• Problem requirements:
In the records, find every line with the word "global" and copy it out.

Task inputs START

PR #524, opened 2017-04-19
File explorer cleanup

chriseth:
This fixes a bug so that readonly files are actually visible in the file explorer. It also improves the sync between the file tabs and the tree view, but we are not 100% there yet.

I added some TODOs which should be addressed in future PRs.

### DIFF
--- a/src/app.js
+++ b/src/app.js
@@ -63,19 +63,12 @@ window.addEventListener('message', function (ev) {
   }
 }, false)
 
-/*
-  trigger tabChanged
-*/
 var run = function () {
   var self = this
   this.event = new EventManager()
   var fileStorage = new Storage('sol:')
   var files = new Files(fileStorage)
   var config = new Config(fileStorage)
-  var uiStorage = new Storage('sol-ui:')
-  var ui = new Files(uiStorage)
-
-  ui.set('currentFile', '')
 
   // return all the files, except the temporary/readonly ones
   function packageFiles () {
@@ -184,56 +177,57 @@ var run = function () {
   var editor = new Editor(document.getElementById('input'))
 
   // ---------------- FilePanel --------------------
+  // TODO: All FilePanel related CSS should move into file-panel.js
+  // app.js provides file-panel.js with a css selector or a DOM element
+  // and file-panel.js adds its elements (including css), see "Editor" above
   var css = csjs`
     .filepanel    {
       display     : flex;
       width       : 200px;
     }
   `
-  var filepanel = document.querySelector('#filepanel')
-  filepanel.className = css.filepanel
+  var filepanelContainer = document.querySelector('#filepanel')
+  filepanelContainer.className = css.filepanel
   var FilePanelAPI = {
     createName: createNonClashingName,
     switchToFile: switchToFile,
     event: this.event
   }
-  var el = new FilePanel(FilePanelAPI, files)
-  filepanel.appendChild(el)
-  var api = el.api
+  var filePanel = new FilePanel(FilePanelAPI, files)
+  // TODO this should happen inside file-panel.js
+  filepanelContainer.appendChild(filePanel)
 
-  api.register('ui', function changeLayout (data) {
+  filePanel.events.register('ui-hidden', function changeLayout (isHidden) {
     var value
-    if (data.type === 'minimize') {
+    if (isHidden) {
       value = -parseInt(window['filepanel'].style.width)
       value = (isNaN(value) ? -window['filepanel'].getBoundingClientRect().width : value)
       window['filepanel'].style.position = 'absolute'
       window['filepanel'].style.left = (value - 5) + 'px'
       window['filepanel'].style.width = -value + 'px'
       window['tabs-bar'].style.left = '45px'
-    } else if (data.type === 'maximize') {
+    } else {
       value = -parseInt(window['filepanel'].style.left) + 'px'
       window['filepanel'].style.position = 'static'
       window['filepanel'].style.width = value
       window['filepanel'].style.left = ''
       window['tabs-bar'].style.left = value
-    } else {
-      window['filepanel'].style.width = data.width + 'px'
-      window['tabs-bar'].style.left = data.width + 'px'
     }
   })
-  api.register('focus', function (path) {
-    [...window.files.querySelectorAll('.file .name')].forEach(function (span) {
-      if (span.innerText === path) switchToFile(path)
-    })
+  filePanel.events.register('ui-resize', function changeLayout (width) {
+    window['filepanel'].style.width = width + 'px'
+    window['tabs-bar'].style.left = width + 'px'
   })
   files.event.register('fileRenamed', function (oldName, newName) {
+    // TODO please never use 'window' when it is possible to use a variable
+    // that references the DOM node
     [...window.files.querySelectorAll('.file .name')].forEach(function (span) {
       if (span.innerText === oldName) span.innerText = newName
     })
   })
   files.event.register('fileRemoved', function (path) {
-    if (path === ui.get('currentFile')) {
-      ui.set('currentFile', '')
+    if (path === config.get('currentFile')) {
+      config.set('currentFile', '')
       switchToNextFile()
     }
     editor.discard(path)
@@ -338,7 +332,7 @@ var run = function () {
         if (!files.rename(originalName, newName)) {
           alert('Error while renaming file')
         } else {
-          ui.set('currentFile', '')
+          config.set('currentFile', '')
           switchToFile(newName)
           editor.discard(originalName)
         }
@@ -368,7 +362,7 @@ var run = function () {
   function switchToFile (file) {
     editorSyncFile()
 
-    ui.set('currentFile', file)
+    config.set('currentFile', file)
 
     if (files.isReadOnly(file)) {
       editor.openReadOnly(file, files.get(file))
@@ -399,10 +393,10 @@ var run = function () {
       $filesEl.append($('<li class="file"><span class="name">' + name + '</span><span class="remove"><i class="fa fa-close"></i></span></li>'))
     }
 
-    var currentFileOpen = !!ui.get('currentFile')
+    var currentFileOpen = !!config.get('currentFile')
 
     if (currentFileOpen) {
-      var active = $('#files .file').filter(function () { return $(this).find('.name').text() === ui.get('currentFile') })
+      var active = $('#files .file').filter(function () { return $(this).find('.name').text() === config.get('currentFile') })
       active.addClass('active')
     }
     $('#input').toggle(currentFileOpen)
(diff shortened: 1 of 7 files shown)


axic:
Can you split the two commits into two PRs? The first commit looks ok to be merged as is. The second commit looks way more complex :)

ninabreznik:
@chriseth What needs to be done here? 
To checkout fileExplorerCleanup branch and make the last 2 commits into 2 PR?
And to make tests pass?

What is fileExplorerCleanup1 branch? Do we need it or is everything here?

chriseth:
@ninabreznik The first commit of these two has been merged, so it should be clearer now. We should have a talk, please tell me when you have time.

src/app/file-panel.js
```diff
@@ -120,10 +122,15 @@ function filepanel (appAPI, files) {
     this.classList.toggle(css.isVisible)
     this.children[0].classList.toggle('fa-angle-double-right')
     this.children[0].classList.toggle('fa-angle-double-left')
-    api.trigger('ui', [{ type: isHidden ? 'minimize' : 'maximize' }])
+    events.trigger('ui-hidden', [isHidden])
   }
 
   function uploadFile (event) {
+    // TODO This should not go to the file explorer.
```
chriseth: Sorry, this is wrong, please disregard.

src/app/file-panel.js
```diff
@@ -120,10 +122,15 @@ function filepanel (appAPI, files) {
...
+    // The file explorer is merely a view on the current state of
+    // the files module. Please ask the user here if they want to overwrite
+    // a file and then just use `files.add`. The file explorer will
+    // pick that up via the 'fileAdded' event from the files module.
     ;[...this.files].forEach(fileExplorer.api.addFile)
```
chriseth: Please add the `uploadFile` function as an anonymous function directly to the `input` DOM node, so it is much clearer what `this` is. Furthermore, do not call `fileExplorer.api.addFile` but rather `files.addFile` directly, and then the treeView will just pick it up through the fileadded event.

src/app.js
```diff
@@ -184,56 +177,57 @@ var run = function () {
   var editor = new Editor(document.getElementById('input'))
 
   // ---------------- FilePanel --------------------
+  // TODO: All FilePanel related CSS should move into file-panel.js
+  // app.js provides file-panel.js with a css selector or a DOM element
+  // and file-panel.js adds its elements (including css), see "Editor" above
```
serapath: The `.filepanel` class below should actually be named `.filepanel-container` or something.
It get's assigned to the `filepanelContainer` in line `190` below.

So basically, the css here is not related to the "file-panel.js" or anything, but it's more related to the code that uses the file-panel and wants to position it or put it in the place it wants to use it. So i don't think it belongs into the "filepanel" itself.

In theory, a different codebase could re-use the file panel and append it to a container that puts it in a different place, so it would use different css than the one below.

src/app.js
```diff
@@ -184,56 +177,57 @@ var run = function () {
...
   var css = csjs`
     .filepanel    {
       display     : flex;
       width       : 200px;
     }
   `
-  var filepanel = document.querySelector('#filepanel')
-  filepanel.className = css.filepanel
+  var filepanelContainer = document.querySelector('#filepanel')
+  filepanelContainer.className = css.filepanel
```
serapath: it the above change is realized and the "@TODO" goes away, then probably in this line, we would do:
`filepanelContainer.className = css.filepanelContainer`
or
`filepanelContainer.className = css['filepanel-container']`

src/app.js
```diff
@@ -184,56 +177,57 @@ var run = function () {
...
     createName: createNonClashingName,
     switchToFile: switchToFile,
     event: this.event
   }
-  var el = new FilePanel(FilePanelAPI, files)
-  filepanel.appendChild(el)
-  var api = el.api
+  var filePanel = new FilePanel(FilePanelAPI, files)
+  // TODO this should happen inside file-panel.js
+  filepanelContainer.appendChild(filePanel)
```
serapath: I actually like that :-) So would the api change to:
var apiFP = new FilePanel(container, FilePanelAPI, files) // container is a DOM node or css selector

src/app.js
```diff
@@ -184,56 +177,57 @@ var run = function () {
...
 
-  api.register('ui', function changeLayout (data) {
+  filePanel.events.register('ui-hidden', function changeLayout (isHidden) {
```
serapath: So instead of having a `ui` event and then having the event or "payload" with the structure like for example:
* `{ type: 'minimize', value: true,  ... }`
* `{ type: 'maximize', value: true,  ... }`
* `{ type: 'show', value: true,  ... }`
* `{ type: 'hide', value: true,  ... }`
* ...

instead there would be a seperate event for each of those, so event `ui` and `{ type: 'hide', value: true,  ... }`
becomes event `ui-hidden` and `true`, right?

If that's the case, then ok, i'm fine with the change. It's probably a matter of personal taste. I usually like to send messages around that have a "type" field.

src/app.js
```diff
@@ -184,56 +177,57 @@ var run = function () {
...
-    [...window.files.querySelectorAll('.file .name')].forEach(function (span) {
-      if (span.innerText === path) switchToFile(path)
-    })
+  filePanel.events.register('ui-resize', function changeLayout (width) {
+    window['filepanel'].style.width = width + 'px'
+    window['tabs-bar'].style.left = width + 'px'
   })
   files.event.register('fileRenamed', function (oldName, newName) {
+    // TODO please never use 'window' when it is possible to use a variable
+    // that references the DOM node
```
serapath: I understand.
Basically this comes from the very bad habit of using ID's in html elements.
Every time somebody uses an ID for an html element, like for example `<div id="foobar">...</div>`, the **global variable** `window.foobar` will automatically be created and the DOM element with that ID "foobar" will be assigned.

So I did not bother to create a lof of variables, like for example:
`var filesTabBar = document.querySelector('#files')` because there is already the automatically created global variable `window.files` that references the "tab bar".

I would highly recommend to slowly refactor the code base away from any uses of "ID"s in html tags :-)

src/app/file-explorer.js
```diff
@@ -20,12 +20,9 @@ var css = csjs`
     background-color  : white;
   }
   .remove             {
-    align-self        : center;
-    padding-left      : 10px;
+    float             : right;
```
serapath: I highly recommend to **ALWAYS** use `display: flex`.
These days it is supported by all browsers http://caniuse.com/#search=flex (also click: Usage relative)

It's an absolutely superior method to do any kind of layout in the browser. It is reliable and always works.
It takes some time to pick up and a good source is this:
* https://css-tricks.com/snippets/css/a-guide-to-flexbox/
* (for a playful introduction) http://flexboxfroggy.com/

Maybe the changed styling works - if it does, sure why not merge it. I dont mind, but personally i would try to stick with flexbox. If it is supposed to fix some weird styling behavior, maybe it was introduced by [this commit](https://github.com/ethereum/remix/commit/a503dc2c412f92fb262946a548e150f199953c22) to the remix repository?

src/app/file-explorer.js
```diff
@@ -70,9 +67,9 @@ function fileExplorer (appAPI, files) {
   })
 
   var deleteButton = yo`
-    <span class=${css.remove} onclick=${deletePath}>
+    <div class=${css.remove} onclick=${deletePath}>
```
serapath: a `span` has the same layout properties as a `div` with `dislpay: inline-block;` or `display: inline;` or `display: inline-flex;`.
Maybe this change is/was also styling related :-)

My personal recommendation would be to try to stick to flexbox (until in the future the grid layout becomes widely available)
* http://gridbyexample.com/examples/
* https://css-tricks.com/snippets/css/complete-guide-grid/

src/app/file-panel.js
```diff
@@ -106,11 +106,13 @@ function filepanel (appAPI, files) {
...
 
-  var api = new EventManager()
+  var events = new EventManager()
   var element = template()
-  element.api = api
-  fileExplorer.api.register('focus', function (path) {
-    api.trigger('focus', [path])
+  // TODO please do not add custom javascript objects, which have no
+  // relation to the DOM to DOM nodes
+  element.events = events
```
serapath: I understand.
The element represent's the instance and so the events object is kind of related to the API of that instance.

The contsructor returns one element, and that was until now the DOM node, but because the constructur will from now on take a selector or container element to which to attach to, it is instead possible to return the api object and not the element object from the constructor (or let's say from the factory function) that created the "file-panel" :-)

src/app/file-panel.js
```diff
@@ -120,10 +122,14 @@ function filepanel (appAPI, files) {
...
     this.children[0].classList.toggle('fa-angle-double-left')
-    api.trigger('ui', [{ type: isHidden ? 'minimize' : 'maximize' }])
+    events.trigger('ui-hidden', [isHidden])
   }
 
   function uploadFile (event) {
+    // TODO The file explorer is merely a view on the current state of
+    // the files module. Please ask the user here if they want to overwrite
+    // a file and then just use `files.add`. The file explorer will
+    // pick that up via the 'fileAdded' event from the files module.
```
serapath: Ok. I think this code comes from a time when there was no direct access to the `files` object yet

src/app.js
yann300: yes that's that

src/app/file-explorer.js
yann300: using `align-self: center` is not really appropriate cause we don't want to center it but to push it on the right..
yes it was introduce by this commit, but the commit should stay i think.
about using `flex`, as I understood it, this is a good way to distribute space between component in various ways, but does it apply to our case? cause here we just want to push the remove icon close to the right border

src/app/file-explorer.js
yann300: yes rolledback to span

src/app/file-explorer.js
serapath: in flex you have 2 axis. One is for vertical, the other for horizontal. The layout among one axis can be changed with the property `justify-content` and the other with the `align-items` ..but which axis is which depends on the flex layout, which can be `flex-direction: row` (default) or `flex-direction: column;`
The axis (vertical/horizontal) will switch based on that

...now if you want to layout elements among the axis, you have many options... to put them in the begining or end there are the properties, e.g.: `align-items: flex-start;` or `align-items: flex-end;`  ...and the same for `justify-content: flex-start;` or `justify-content: flex-end;` ...but it depends on row/column whether that affects the x- or y-axis :-)

yann300: In that case, we don't want to `align-items: start` or `end`, we just want to put the `remove` icon at the end. can  `flex`  able to handle that?

serapath: yes. i'll do that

Task inputs END

• Output of the exercise:
Every time somebody uses an ID for an html element, like for example `<div id="foobar">...</div>`, the **global variable** `window.foobar` will automatically be created and the DOM element with that ID "foobar" will be assigned.
`var filesTabBar = document.querySelector('#files')` because there is already the automatically created global variable `window.files` that references the "tab bar".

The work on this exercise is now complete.